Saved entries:
PR #593, opened 2024-03-27
build: agent-js v1.2.1

peterpeterparker:
# Motivation

The migration to  pure JS BLS verification in agent-js v1.2.0 has a notable impact on bundle size (roughly -15% according [forum post](https://forum.dfinity.org/t/agent-js-1-2-0-is-released/28881/2?u=peterparker)). Therefore it makes sense to promote those changes.

# Notes

To prevent the issue reported on the [forum](https://forum.dfinity.org/t/timestamp-failed-to-pass-the-watermark-after-retrying-the-configured-3-times/29180/3?u=peterparker) to happen, the number of retry for the agent has been set to 10 similiar has what was done in II (see [PR](https://github.com/dfinity/internet-identity/pull/2446))

# Changes

- `npm run update:agent`
- set number of retry to 10 and expose a parameter to tweak the value if required


lmuntaner (approved):
Thanks!

peterpeterparker:
On hold until agent-js https://github.com/dfinity/agent-js/pull/871 is resolved following issue reported by developers on the [forum](https://forum.dfinity.org/t/timestamp-failed-to-pass-the-watermark-after-retrying-the-configured-3-times/29180/4?u=peterparker).

packages/utils/src/utils/agent.utils.ts
```diff
@@ -34,6 +34,7 @@ export const createAgent = async ({
     identity,
     ...(host !== undefined && { host }),
     verifyQuerySignatures,
+    retryTimes: 10,
```
lmuntaner, line 37: Don’t we want to expose it as a parameter as well?

I would add `10` as a constant and explain why we chose 10.

lmuntaner (approved):

packages/utils/src/utils/agent.utils.ts
peterpeterparker: Good idea @lmuntaner ! Done.

PR #594, opened 2024-03-27
NNS1-2886: Don't fetch ICP fee when not specified

dskloetd:
# Motivation

One more thing that's different between hardware wallet transactions and normal transactions is that if you don't specify a fee, we make a call to fetch the fee, except when you use a hardware wallet, in which case we use a hard coded default fee of 10,000 e8s.
According to the interface documentation, this is the [only allowed value](https://github.com/dfinity/ic/blob/bfbd6755bff274c2d0b97d6a33e0152dd9cbefcb/rs/rosetta-api/icp_ledger/ledger.did#L44) for the fee.
So making a transaction to fetch it (but only when not using a hardware wallet) is rather unnecessary.

So in order to make the code path really the same and be able to remove the [hardwareWallet option](https://github.com/dfinity/ic-js/blob/31065ac9048b0b9ee883cf15bb67ab38872be07f/packages/ledger-icp/src/types/ledger.options.ts#L22), we remove the [code to fetch the fee](https://github.com/dfinity/ic-js/blob/31065ac9048b0b9ee883cf15bb67ab38872be07f/packages/ledger-icp/src/ledger.canister.ts#L126) and rely on the [existing hardcoded fallback](https://github.com/dfinity/ic-js/blob/31065ac9048b0b9ee883cf15bb67ab38872be07f/packages/ledger-icp/src/canisters/ledger/ledger.request.converts.ts#L43).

**What is being asked:** Reproduce the entries exactly, dropping nothing.

**Task response:**
PR #593, opened 2024-03-27
build: agent-js v1.2.1

peterpeterparker:
# Motivation

The migration to  pure JS BLS verification in agent-js v1.2.0 has a notable impact on bundle size (roughly -15% according [forum post](https://forum.dfinity.org/t/agent-js-1-2-0-is-released/28881/2?u=peterparker)). Therefore it makes sense to promote those changes.

# Notes

To prevent the issue reported on the [forum](https://forum.dfinity.org/t/timestamp-failed-to-pass-the-watermark-after-retrying-the-configured-3-times/29180/3?u=peterparker) to happen, the number of retry for the agent has been set to 10 similiar has what was done in II (see [PR](https://github.com/dfinity/internet-identity/pull/2446))

# Changes

- `npm run update:agent`
- set number of retry to 10 and expose a parameter to tweak the value if required


lmuntaner (approved):
Thanks!

peterpeterparker:
On hold until agent-js https://github.com/dfinity/agent-js/pull/871 is resolved following issue reported by developers on the [forum](https://forum.dfinity.org/t/timestamp-failed-to-pass-the-watermark-after-retrying-the-configured-3-times/29180/4?u=peterparker).

packages/utils/src/utils/agent.utils.ts
```diff
@@ -34,6 +34,7 @@ export const createAgent = async ({
     identity,
     ...(host !== undefined && { host }),
     verifyQuerySignatures,
+    retryTimes: 10,
```
lmuntaner, line 37: Don’t we want to expose it as a parameter as well?

I would add `10` as a constant and explain why we chose 10.

lmuntaner (approved):

packages/utils/src/utils/agent.utils.ts
peterpeterparker: Good idea @lmuntaner ! Done.

PR #594, opened 2024-03-27
NNS1-2886: Don't fetch ICP fee when not specified

dskloetd:
# Motivation

One more thing that's different between hardware wallet transactions and normal transactions is that if you don't specify a fee, we make a call to fetch the fee, except when you use a hardware wallet, in which case we use a hard coded default fee of 10,000 e8s.
According to the interface documentation, this is the [only allowed value](https://github.com/dfinity/ic/blob/bfbd6755bff274c2d0b97d6a33e0152dd9cbefcb/rs/rosetta-api/icp_ledger/ledger.did#L44) for the fee.
So making a transaction to fetch it (but only when not using a hardware wallet) is rather unnecessary.

So in order to make the code path really the same and be able to remove the [hardwareWallet option](https://github.com/dfinity/ic-js/blob/31065ac9048b0b9ee883cf15bb67ab38872be07f/packages/ledger-icp/src/types/ledger.options.ts#L22), we remove the [code to fetch the fee](https://github.com/dfinity/ic-js/blob/31065ac9048b0b9ee883cf15bb67ab38872be07f/packages/ledger-icp/src/ledger.canister.ts#L126) and rely on the [existing hardcoded fallback](https://github.com/dfinity/ic-js/blob/31065ac9048b0b9ee883cf15bb67ab38872be07f/packages/ledger-icp/src/canisters/ledger/ledger.request.converts.ts#L43).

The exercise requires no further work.